Wednesday, 08/23/2023 5:33:15 PM

Wednesday, August 23, 2023 5:33:15 PM

Post# of 198795
Thx 29, but I think you misunderstood what I was asking.

I never suggested that Charrles & Co were selling anything, just potentially converting their Series B, because while the Series B carry more voting rights than commons, they do not get dividends. If the majority of ENZC value is moving to SAGA, I'd think that they'd want the dividends for a larger % ownership in SAGA post deal, not to mention that they hold "Super-Majority Voting Rights" with the Series A that they hold.

Anyway, my question is "when" are they required to notify shareholders. For example, I know somebody else brought this up yesterday, and it's a logical conclusion, but lets say that Series B convert at a 10:1 rate (10 commons for every 1 series B). "IF" they (Charles & Co.) are converting some of their Series B, it would 100% increase the OS of commons. When would they be required to disclose that increase to shareholders?
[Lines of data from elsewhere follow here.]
PR #1065, opened 2025-02-20
support array IDs in obfuscates decode

### LINKED ISSUE #1064: Avo actions broken - decode IDs from array rather than singular
while trying to add actions to avo for singular actions I receive errors in the obfuscation decode concern

```
NoMethodError in Avo::ActionsController#handle
undefined method `to_i' for an instance of Array

def decode_id(id)
  return id if id.to_i > 0
  hashids.decode(id).first
end

id => ["kNWkNV"]

bullet_train-obfuscates_id (1.9.0) app/models/concerns/obfuscates_id.rb:21:in `decode_id'
bullet_train-obfuscates_id (1.9.0) app/models/concerns/obfuscates_id.rb:26:in `block in find'
bullet_train-obfuscates_id (1.9.0) app/models/concerns/obfuscates_id.rb:26:in `map'
bullet_train-obfuscates_id (1.9.0) app/models/concerns/obfuscates_id.rb:26:in `find'
avo (3.16.1) lib/avo/resources/base.rb:70:in `block in <class:Base>'
avo (3.16.1) lib/avo/execution_context.rb:41:in `instance_exec'
avo (3.16.1) lib/avo/execution_context.rb:41:in `handle'
avo (3.16.1) lib/avo/resources/base.rb:233:in `find_record'
avo (3.16.1) lib/avo/resources/base.rb:256:in `find_record'
avo (3.16.1) app/controllers/avo/actions_controller.rb:67:in `set_query' 
```

if I use a basic action in avo - the exception occurs before anything in the action is run

IE

```
class Avo::Actions::MyAction < Avo::BaseAction
  self.name = "Example"
  self.visible = -> { view != :index }

  def handle(query:, fields:, current_user:, resource:, **args)
    # this will never get run - the exception occurs earlier in the stack
    asdf
  end
end
```

A quick hack fix in the obfuscates_id.rb concern seems to fix my issue. Thought I'm unsure of any problems this creates.

```
# original
def decode_id(id)
    return id if id.to_i > 0
    hashids.decode(id).first
  end

# fixed
  def decode_id(id)
    if id.is_a?(Array)
      id.map { |single_id| decode_single_id(single_id) }
    else
      decode_single_id(id)
    end
  end
  
  def decode_single_id(id)
    return id if id.to_i > 0
    hashids.decode(id).first
  end
```

Would love to get feedback - happy to turn this into a PR. Without this I'm pretty much unable to make use of Avo actions. <3

JeremiahChurch:
resolves #1064

### DIFF
--- a/bullet_train-obfuscates_id/app/models/concerns/obfuscates_id.rb
+++ b/bullet_train-obfuscates_id/app/models/concerns/obfuscates_id.rb
@@ -24,7 +24,7 @@ module ObfuscatesId
         decode_single_id(id)
       end
     end
-    
+
     def decode_single_id(id)
       return id if id.to_i > 0
       hashids.decode(id).first
--- a/bullet_train-obfuscates_id/app/models/concerns/obfuscates_id.rb
+++ b/bullet_train-obfuscates_id/app/models/concerns/obfuscates_id.rb
@@ -18,6 +18,14 @@ module ObfuscatesId
     end
 
     def decode_id(id)
+      if id.is_a?(Array)
+        id.map { |single_id| decode_single_id(single_id) }
+      else
+        decode_single_id(id)
+      end
+    end
+    
+    def decode_single_id(id)
       return id if id.to_i > 0
       hashids.decode(id).first
     end


jagthedrummer (approved):
Looks great, @JeremiahChurch! Thank you for this. Apologies for letting it sit here so long, it managed to sneak past me a few weeks ago.

PR #1071, opened 2025-03-13
rm local: true from forms. it's old tech

yshmarov:
although I don't think it removes `local: true` from the super scaffold generator. I am not sure where the `_form.erb.tt` for super scaffold is declared.

Screenshot 2025-03-13 at 16 16 28


jagthedrummer:
Thanks, @yshmarov! This will get the super scaffolder as it uses either `bullet_train-super_scaffolding/app/views/account/scaffolding/absolutely_abstract/creative_concepts/_form.html.erb` or `bullet_train-super_scaffolding/app/views/account/scaffolding/completely_concrete/tangible_things/_form.html.erb` as the form template, I forget which. (We don't use "normal" generators for super scaffolding, so things work a little differently than other generators.)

You also asked "what was my worry?" I'd say that my concern pertaining to all of this (possible B conversions) is that come November 20th (Q3 due on 11/15 + typical Charles extension = 11/20) OTCM is going to be updated and our OS is going to change from where it is now, to almost maxed out at 3.9ish Billion.

There were only around 220M shares that moved from restricted to unrestricted last quarter, yet we've traded roughly 1B+ since the end of May/beginning of June. The large majority of those 1B+ have come from OTCN & INTL, both non-Joe-Retail MM's. So where are those shares coming from? I'm sure some of them were the newly unrestricted shares, but what about the rest?



The new required cooling-off period covers the later of: 90 days before trading under a 10b5-1 plan can be activated, or two business days after disclosure in a periodic report of the issuer’s financial results for the quarter in which the plan was adopted.

The Bottom Line
Rule 10b5-1 allows insiders to sell company stock by setting up a predetermined plan that specifies in advance the share price, amount, and transaction date. The insider selling the stock and the broker carrying out the transaction must certify that they are not aware of any material nonpublic information (MNPI).